Python Polars consuming high memory and taking longer time

This is what I'm trying to do.

Scan the csv using Polars lazy dataframe
Format the phone number using a function
Remove nulls and duplicates
Write the csv in a new file

Here is my code

import sys
import json
import polars as pl
import phonenumbers

#define the variable and parse the encoded json
args = json.loads(sys.argv[1])

#format phone number as E164
def parse_phone_number(phone_number):
    try:
        return phonenumbers.format_number(phonenumbers.parse(phone_number, "US"), phonenumbers.PhoneNumberFormat.E164)
    except phonenumbers.NumberParseException:
        pass
    return None

#scan the csv file do some filter and modify the data and then write the output to a new csv file
pl.scan_csv(args['path'], separator=args['delimiter']).select(
    [args['column']]
).with_columns(
    #convert the int phne number as string and apply the parse_phone_number function
    pl.col(args['column']).cast(pl.String).map_elements(parse_phone_number).alias(args['column']),
    #add another column list_id with value 100
    pl.lit(args['list_id']).alias("list_id")
    
).filter(
    #filter nulls
    pl.col(args['column']).is_not_null()
).unique(keep="last").collect().write_csv(args['saved_path'], separator=",")

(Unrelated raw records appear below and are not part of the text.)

PR #19, opened 2014-02-19
VS2013 and later: set NANODBC_USE_CPP11, silence warnings

mcg1969:
Visual Studio 2013 works great with the NANODBC_USE_CPP11 flag. Why not make that automatic? It still, however, requires the silencing of various warnings in nanodbc.cpp.


lexicalunit:
This issue was moved to nanodbc/nanodbc#44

I tested a file with 800k rows and 23 columns (150mb) and it takes around 20 seconds and more than 500mb ram then it completes the task.

Is this normal? Can I optimize the performance (the memory usage at least)?

I'm really new with Polars and I work with PHP and I'm very noob at python too, so sorry if my code looks bit dumb haha.

Solution

You are using map_elements, which means you are effectively writing a python for loop. This often is 10-100x slower than using expressions.

Try to avoid map_elements. And if you do use map_elements, don't expect it to be fast.

P.S. you can reduce memory usage by not casting the whole column to String, but instead cast inside your map_elements function. Though I don't think using 500MB is that high. Ideally polars uses as much RAM as available without going OOM. Unused RAM might be wasted potential.